There are two categories of viral vectors that encompass the five classes determined by their genomes' actions.³ Lentiviruses and oncoretroviruses have genomes that integrate into the host's chromatin. Adenoviruses, adeno-associated viruses, and herpes viruses remain as extrachromosomal episomes within the cell's nucleus.
In recent years, clinical studies have found viral vectors effective in treating many disorders, including metabolic, cardiovascular, muscular, hematologic, ophthalmologic, some infectious diseases, and some cancers.⁴ However, the ability of labs to make enough viral vectors limits research.
Each viral vector is unique and requires extensive research. This process can be lengthy, sometimes causing a backup in supplies.⁵
Before making the viral vector, you need to choose a system. The type of system depends on many factors.⁶ These include tissue tropism, whether you require in vivo or ex vivo process; integrated or non-integrated modification, if the target cell is replicating or non-replicating; prior immune exposure and the safety of the patient.
The manufacturing process involves several phases before a completed viral vector is ready for gene therapy application. First, the company manufactures the materials needed to make the viral vector, including plasmids and cell lines. Next, it makes the infectious viral vector from the new materials. Finally, the company harvests the product and stores it using aseptic filling.⁷
Scientists and researchers must find a reliable company to produce their viral vectors. Since the process is complicated and dependent on your preferred viral vector, researchers need to trust that their manufacturer is knowledgeable in aseptic filling and viral vector manufacturing.
BioStem Life Sciences is an experienced biopharmaceutical company that prides itself on its quality control. We monitor the environment and personnel and always perform a full visual inspection before and after filling.
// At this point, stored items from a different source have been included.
PR #1111, opened 2025-08-06
setup: detect if python dev package is installed

tridge:
and build without fast indexing if not

### DIFF
--- a/setup.py
+++ b/setup.py
@@ -113,6 +113,35 @@ with open("README.md", "r", encoding = "utf-8") as fh:
 
 ext_modules = []
 
+def test_python_h_available():
+    import tempfile
+    import distutils.ccompiler
+    import distutils.sysconfig
+    import sysconfig
+
+    with tempfile.TemporaryDirectory() as tmpdir:
+        test_file = os.path.join(tmpdir, "test_python_h.c")
+        with open(test_file, "w") as f:
+            f.write("#include <Python.h>\nint main() { return 0; }")
+
+        try:
+            compiler = distutils.ccompiler.new_compiler()
+            distutils.sysconfig.customize_compiler(compiler)
+
+            # Add Python include dir (e.g. /usr/include/python3.11 or C:\... on Windows)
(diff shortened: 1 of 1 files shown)


robertlong13:
This detection doesn't seem to work correctly on Windows, so it's breaking cibuildwheel.

tridge:
> This detection doesn't seem to work correctly on Windows, so it's breaking cibuildwheel.

should be fixed now I hope, changed to compile only, not link

robertlong13:
Can you do a workflow_dispatch on Build and Optionally Publish for this branch? That will trigger a full build of every wheel we make instead of the reduced list we do for PRs triggers

tridge:
> Nevermind, testing it now on my fork

great, thanks! CI on main repo is glacially slow today

tridge:
@robertlong13 looks like it passed!

robertlong13 (approved):
LGTM

robertlong13:
Now that I think of it (not to change my mind on my approval), since our wheel build is so comprehensive, we probably don't even need fast-index to build by default on Linux. Very few people will be running the build, and it's easy enough for those who both
1. need to build from source
2. care about fast log analysis
can just set the environment variable and be done with it.

At the time I introduced this, I didn't fully understand the details of distribution and thought a lot more users would need to actually compile.

tridge:
> It only matters for people who both

it's breaking CI in ArduPilot for an attempt to update to the latest pymavlink, so this change is worth it just for that I think
see https://github.com/ArduPilot/ardupilot/pull/30675

robertlong13:
> it's breaking CI in ArduPilot for an attempt to update to the latest pymavlink, so this change is worth it just for that I think

Right, your PR nicely fixes that CI while still leaving my fast indexer compiled by default on Linux. Alternatively, we could have just made the fast indexing only ever build when explicitly forced to. Everyone who installs the official release wheels would still get it, and people like you and I would just set PYMAVLINK_FAST_INDEX=1 in our .bashrc and be done with it.

PR #1119, opened 2025-08-24
mavlogdump.py follow argument non-functional

rrhan0:
This argument in mavlogdump does not appear to do anything if the file is a .log, .bin, or .csv
https://github.com/ArduPilot/pymavlink/blob/03210f40551378e84c776d96b42c2842d608e4df/tools/mavlogdump.py#L28

When the log file is initialized, it returns a DFReader or CSVReader
https://github.com/ArduPilot/pymavlink/blob/03210f40551378e84c776d96b42c2842d608e4df/tools/mavlogdump.py#L81-L85
https://github.com/ArduPilot/pymavlink/blob/03210f40551378e84c776d96b42c2842d608e4df/mavutil.py#L2063-L2089

The blocking arg in recv_match is unused in DFReader and CSVReader.
https://github.com/ArduPilot/pymavlink/blob/03210f40551378e84c776d96b42c2842d608e4df/tools/mavlogdump.py#L221
https://github.com/ArduPilot/pymavlink/blob/03210f40551378e84c776d96b42c2842d608e4df/DFReader.py#L1032-L1050
https://github.com/ArduPilot/pymavlink/blob/03210f40551378e84c776d96b42c2842d608e4df/CSVReader.py#L165-L179

I am not sure if there is any other purpose for the follow argument in mavlogdump. If there is a purpose, I feel like a warning would be good. If there isn't, maybe it should be removed?


peterbarker:
Good description.

Just tested this locally and it does actually work for tracking a live file.

If I run a simulation (and leave it running)
```
pbarker@crun:~/rc/ardupilot(master)$ ./Tools/autotest/sim_vehicle.py -v Plane --gdb --debug
```
Then `mav.tlog` is created:
```
-rw-rw-r-- 1 pbarker pbarker 313686 Aug 24 10:57 mav.tlog
```
If I `mavlogdump.py mav.tlog` then it dumps the contents of the file and exits.

If I add `--follow` then it dumps the contents of the file, but does not exit and continues to dump content as `mavproxy` appends data to `mav.tlog`.

So I do believe the parameter is functional and useful.

rrhan0:
It may work in that case, but that wasn't exactly what I was trying to point out. It was probably because I was trying to do something weird with the dataflash logs by using mavproxy to write dataflash logs live and trying to read the .bin with the blocking argument, which wouldn't work. Not sure if anyone else will try doing that, but a warning would hopefully stop them.

peterbarker (approved):
LGTM

PR #1143, opened 2025-10-30
Revert "Mavgen C: Use strncpy instead of memcpy to pack char[n] fields"

julianoes:
This reverts commit ff57508f739f49bf09e8ef3f523f17a44478d6c5 from https://github.com/ArduPilot/pymavlink/pull/922.

The change broke the `param_value` field of `PARAM_EXT_...` messages which is defined as `char[128]` and can contain arbitrary data such as int/float or binary data.

Ideally, the type would be defined as `uint8_t[128]` and the issue avoided, however, this can't be changed at this stage as it would change the CRC_EXTRA and make the message incompatible.

Unfortunately, I don't see another way to fix this than to revert this change.

@shancock884, @hamishwillee

### DIFF
--- a/generator/C/include_v0.9/protocol.h
+++ b/generator/C/include_v0.9/protocol.h
@@ -169,6 +169,13 @@ static inline void byte_copy_8(char *dst, const char *src)
 */
 static void mav_array_memcpy(void *dest, const void *src, size_t n)
 {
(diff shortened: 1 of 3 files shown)


peterbarker:
@julianoes I'd like to see a second patch in this PR adding a comment as to *why* we're using memcpy - so we don't break your toys again.

PR #1145, opened 2025-11-05
Add missing include

Ryanf55:
Messages use types such as uint8_t but those are not defined unless you include cstdint.


peterbarker (changes requested):
Single patch, please.

peterbarker (approved):
LGTM

PR #134, opened 2020-01-10
Packages with rest-xml protocol.

isoos:


generated/aws_autoscaling_api/CHANGELOG.md
```diff
@@ -1,3 +1,9 @@
+## 0.0.1
+
+(git hash: 9f95ffeaee28d3c62ee0380c32b58f27491840fe)
+
+- initial release
+
```
Schwusch: What is the point with these additions?

generator/config.yaml
```diff
@@ -36,3 +36,7 @@ packages:
   - aws_sns_api
   - aws_sqs_api
   - aws_sts_api
+## rest-xml protocol APIs
+  - aws_cloudfront_api
+  - aws_s3_api
+  - aws_s3control_api
```
Schwusch: Were these not generated thanks to this addition?

generated/aws_autoscaling_api/CHANGELOG.md
isoos: Follows the same pattern that we will be using in the later releases.

isoos:
Ah, wait, something is wrong with this PR, I did something wrong...

PR #137, opened 2020-01-25
Fix: json headers.

isoos:
- Map needs to be `<String, String>`.
- fixed method not returning value on null input
- fixed `dartfmt`


Schwusch:
Have you been able to try the library out, does it work?

isoos:
> Have you been able to try the library out, does it work?

Not yet, these are just analyzer/lint fixes.

PR #145, opened 2020-04-12
Generated Client: MessageAttributeValue and MessageSystemAttributeValue Fix

lucasdina:
I moved the MessageAttributeValue and MessageSystemAttributeValue to the shared project so I could access them from the Query class. Please let me know if theres anything I can/should fix.


isoos:
@lucasdina: I'll take a look on this probably tomorrow, but until then a quick comment:
- `aws_client` is an old codebase, and we are keeping it for reference, but don't actively develop
- `shared_aws_api` is specifically to contain the common code path and interfaces for the AWS protocols. We don't want to move code from generated to shared, as that would not be sustainable in the future.

If there is a bug in the serialization of the generated client, we'll need to fix it by fixing either the shared code or the generator. I haven't checked this PR yet, but based on the moving files from generated to shared, it is unlikely that this will be a correct/future-proof fix.

lucasdina:
@isoos Honestly, I'm still pretty new and have no idea how the generator works. If you point me in the right direction, I'd be more than happy to work on that and submit another PR.

isoos:
@lucasdina: I'm only worried that you invest a lot of time into a solution that has not much chance to get accepted and you lose your good momentum :)

As a start: have you tried to re-generate the sqs library? I think it is a good way to start and tinker (e.g. add a debug statement somewhere in the code generator)...

lucasdina:
@isoos I'll start tinkering around with the project a bit in my free time. For now, I need that SQS code so I'll run my fork the the other project I'm working on and once I can get the generator fixed, I'll switch back to the main repo. Thanks for the pointer!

The BioStem Life Sciences team conducts a final seal-integrity test to ensure that your product remains uncontaminated.
The validated aseptic fill and finish processes are available for an entire production campaign or a smaller single project and are customizable. You can choose between multiple vial and bag lot sizes and can request various sterilization options.
If you need aseptic filling for viral vector therapies, contact BioStem Life Sciences. Our team is also happy to answer any questions you might have about their process or new technologies or developments in the field. BioStem Life Sciences is here to help your gene therapy trials succeed. Call us today at (954) 380-8342.
(1) Ankur Choudhary. “Difference Between Aseptic and Sterile Conditions.” Pharmaceutical Guidelines. Pharmaceutical Guidelines. Accessed September 25, 2020. https://www.pharmaguideline.com/2017/10/difference-between-aseptic-and-sterile-area.html
(2) “Viral Vectors.” Gene Therapy Viral Vectors Explained. GeneTherapy.net. Accessed September 25, 2020. http://www.genetherapynet.com/viral-vectors.html
(3) Dr. Tomislav Meštrović. “What Are Viral Vectors?” News Medical Life Sciences. News Medical Life Sciences, August 23, 2018. https://www.news-medical.net/life-sciences/What-are-Viral-Vectors.aspx
(4) Kenneth Lundstrom. “Viral Vectors in Gene Therapy.” Diseases (Basel, Switzerland). MDPI, May 21, 2018. https://www.ncbi.nlm.nih.gov/pmc/articles/PMC6023384/
(5) D Bouard, N Alazard-Dany, and F-L Cosset. “Viral Vectors: from Virology to Transgene Expression.” British Journal of Pharmacology 157, no. 2 (2009): 153–65. https://doi.org/10.1038/bjp.2008.349
(6) Steve Pettit, Clive Glover, Joseph V. Hughes, John Madsen, and Pratik Jaluria. “Upstream Manufacturing of Gene Therapy Viral Vectors.” Cell Culture Dish, October 4, 2018. https://cellculturedish.com/upstream-manufacturing-gene-therapy-viral-vectors
(7) Pettit, “Upstream Manufacturing.”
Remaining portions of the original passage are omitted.